The 2024 dilemma: Student loans vs retirement savings.

Despite a law that allows companies to count student loan payments towards 401(k) matching contributions, experts say that employers are wary of offering this perk. The SECURE Act 2.0 Act, passed in December 2022, aimed to alleviate the financial burden of student loans by allowing employers to contribute to their employees’ retirement funds while still paying down student debt. However, the objectives of the law might be thwarted by lingering economic concerns.

According to a survey conducted by the nonprofit trade association Plan Sponsor Council of America, nearly two-thirds of companies have stated that they will not offer student loan matching, with only 5% having implemented it or planning to do so. Reasons cited for not planning to offer this benefit range from cost and complexity to competing priorities, lack of interest, or necessity. This hesitancy from companies to offer student loan matching demonstrates their reluctance to expand their benefit offerings, particularly in light of concerns related to cost control.
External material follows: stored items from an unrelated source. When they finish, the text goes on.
PR #329, opened 2017-12-19
[MRG] Align binder badge with other download buttons

lesteve:
The binder badge stands a bit on its own and I feel it should be on the same footing as the other download button (download .py + download .ipynb).

About the CSS part, I copied and pasted sphx-glr-download. The thing is that there the rule `div.sphx-glr-download a` was coloring the background around the binder badge and it did not look that great. Any improvements, let me know.

I'll paste links or snapshots once Circle finishes on this PR.

### DIFF
--- a/sphinx_gallery/_static/gallery.css
+++ b/sphinx_gallery/_static/gallery.css
@@ -108,6 +108,12 @@ div.sphx-glr-footer {
     text-align: center;
 }
 
+div.binder-badge {
+  display: inline-block;
+  margin: 1em auto 1ex 2ex;
+  vertical-align: middle;
+}
+
 div.sphx-glr-download {
   display: inline-block;
   margin: 1em auto 1ex 2ex;
--- a/sphinx_gallery/_static/gallery.css
+++ b/sphinx_gallery/_static/gallery.css
@@ -109,14 +109,12 @@ div.sphx-glr-footer {
 }
 
 div.binder-badge {
-  display: inline-block;
-  margin: 1em auto 1ex 2ex;
+  margin: 1em auto;
   vertical-align: middle;
 }
 
 div.sphx-glr-download {
-  display: inline-block;
-  margin: 1em auto 1ex 2ex;
+  margin: 1em auto;
   vertical-align: middle;
 }
 
@@ -127,36 +125,10 @@ div.sphx-glr-download a {
   border: 1px solid #c2c22d;
   color: #000;
   display: inline-block;
-  /* Not valid in old browser, hence we keep the line above to override */
-  display: table-caption;
   font-weight: bold;
   padding: 1ex;
   text-align: center;
 }
-
-/* The last child of a download button is the file name */
-div.sphx-glr-download a span:last-child {
-    font-size: smaller;
-}
-
-@media (min-width: 20em) {
-    div.sphx-glr-download a {
-	min-width: 10em;
-    }
-}
-
-@media (min-width: 30em) {
-    div.sphx-glr-download a {
-	min-width: 13em;
-    }
-}
-
-@media (min-width: 40em) {
-    div.sphx-glr-download a {
-	min-width: 16em;
-    }
-}
-
 
 div.sphx-glr-download code.download {
   display: inline-block;
--- a/sphinx_gallery/binder.py
+++ b/sphinx_gallery/binder.py
@@ -82,10 +82,12 @@ def gen_binder_rst(fname, binder_conf):
         The reStructuredText for the Binder badge that links to this file.
     """
     binder_url = gen_binder_url(fname, binder_conf)
-    rst = (".. figure:: https://mybinder.org/badge.svg\n"
-           "      :target: {}\n").format(
-        binder_url)
-    rst += "      :width: 150 px\n      :figclass: binder-badge\n\n"
+    rst = (
+        "\n"
+        "  .. container:: binder-badge\n\n"
+        "    .. image:: https://mybinder.org/badge.svg\n"
+        "      :target: {}\n"
+        "      :width: 150 px\n").format(binder_url)
     return rst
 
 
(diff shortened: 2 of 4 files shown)


lesteve:
[This PR](https://321-25860190-gh.circle-artifacts.com/0/home/ubuntu/sphinx-gallery/rtd_html/auto_examples/plot_seaborn.html)

[master](https://sphinx-gallery.github.io/auto_examples/plot_seaborn.html)

lesteve:
Rebased to fix a conflict and screenshots added:

### Master
master

### This PR
pr

lesteve:
@choldgraf any objection about this visual tweak?

choldgraf:
I am definitely +1 on this PR, though in the link I can't get all three to line up since the buttons don't scale w/ the size of the page:

image

I think this problem is less-evident when there are 2 buttons rather than 3.

That said, it sounds like this issue is more one of dynamic scaling rather than one of adding in the binder button, so probably shouldn't be blocking on this PR, no? What do you think?

lesteve:
> That said, it sounds like this issue is more one of dynamic scaling rather than one of adding in the binder button, so probably shouldn't be blocking on this PR, no? What do you think?

I am not an expert on web stuff but I think the behaviour when you adjust the screen size seems fine.

choldgraf:
I guess I'm not making a value judgment on that behavior, just noting that on my 14" laptop screen (probably well within the expected browser sizes of our users) the above image is what they'd see.

lesteve:
> I guess I'm not making a value judgment on that behavior, just noting that on my 14" laptop screen (probably well within the expected browser sizes of our users) the above image is what comes up.

Interesting I can reduce the window to about half the size on my screen (14" laptop screen too) and still see the three buttons on the same row.

In any case I think that even in this case (three buttons not fitting on the screen width) having the three buttons on the same footing makes it look better than before.

choldgraf:
huh, that is weird!  well, either way I like the change, so I'll merge in later today unless other folks chime in w/ dissenting opinions!

GaelVaroquaux:
On Firefox I can reproduce the awkward layout.

GaelVaroquaux:
The right way to do the layout would be either:

* a 3 column layout switching to a 1 column layout when the width isn't
  large enough for three columns

* to put the binder badge on it's own row if the width isn't large enough

choldgraf:
> * a 3 column layout switching to a 1 column layout when the width isn't large enough for three columns

makes sense to me. though I am unsure as to the magical CSS incantation to make this happen

GaelVaroquaux:
You need the "@media" selector. I am in a meeting right now. Can't code.

choldgraf:
hadn't seen that before, very cool!

https://www.w3schools.com/cssref/tryit.asp?filename=trycss3_media_example1

The question is: at what point does the strange stacking happen. I suppose this depends on a combination of resolution + width, but it's weird that @lesteve and I have the same size monitor but 2 different behaviors

larsoner:
If you are on OSX with HiDPI and they are not (standard Linux or Windows,
or non-Retina OSX) this can happen. Or maybe there is some browser
difference.

lesteve:
Hmmm I can actually reproduce the behaviour from https://github.com/sphinx-gallery/sphinx-gallery/pull/329#issuecomment-353549937 on Chromium, so it looks like there is something fishy going on.

Titan-C:
I want to add that we should use the `https` address for the binder badge. I have firefox57 and it does not load the image because the website is https(in github-pages and circle-ci), thus it blocks loading http resources.

choldgraf:
Should this PR be blocked on the CSS three-column to one-column transition problem?

Also I agree we should use HTTPS for the badge...I'll open a PR for this, good spot @Titan-C

lesteve:
I arranged the download buttons and the binder badge vertically. I feel this is a lot simpler and more robust than trying to put them on the same row and making it work with media queries depending on the screen width (The sphinx read the docs theme already has some media query that decides to display the side-bar which further complicates matters. Other themes may have similar quirks as well). 

This is how it looks:
screenshot-2018-1-2 seaborn example sphinx-gallery 0 1 13-git documentation.

choldgraf:
I'm fine w/ this as well

lesteve:
@Titan-C and/or @GaelVaroquaux any objection to this one?

Titan-C:
I'm fine with this. I actually prefer this stacking of the buttons, it really makes the layout more uniform. +1

lesteve:
OK three people agree, so I am going to merge this one. I guess this can always be modified with some custom CSS if needed.

GaelVaroquaux:
In general, +1, though on wide screens it creates a bit of a waste of screen real estate.

The best design would be to have it floating on the side for wide pages, something like (in addition and separate from the other CSS instructions to sphx-glr-footer):

```
div.sphx-glr-footer @media only screen and (min-width: 100ex) {
    position: fixed;
    right: 10px;
    top: 80px;
    background: #f2f2f2;
    padding: 1ex;
    border: solid 1px #ccc;
}
```

I put the 100ex in as a ballpark estimate, maybe something larger is required to avoid overlap with text on too narrow screens. This can be tuned by seeing what happens when the window of the browser is resized.

The benefit is that it would make the binder and download buttons much more visible. Right now, my experience is that users often miss them.

lesteve:
> Right now, my experience is that users often miss them.

I agree with this, a notebook-like example like [this](http://scikit-learn.org/stable/auto_examples/plot_compare_reduction.html) encourages users to copy and paste cell by cell from the HTML rather than go to the bottom of the page. This may lead to confusion as in https://github.com/scikit-learn/scikit-learn/pull/10394, where the `plt.show` is right at the end of the example.

IMO it would be nice to put:
* either a link before the example than goes to the download section at the bottom
* the download buttons before the example. Probably this this takes too much space, so better suggestions welcome!

GaelVaroquaux:
Cooking up a PR right now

However, despite this trend, some industries such as health care and professional services might adopt this benefit faster as they seek to attract and maintain talent. As we continue into 2024, there may be increasing levels of interest in offering student loan matching benefits, but the degree of its adoption remains uncertain. Furthermore, companies are already offering other forms of student loan assistance, such as educational loans and debt consolidation services, signaling the potential for alternative benefits to address the student debt crisis.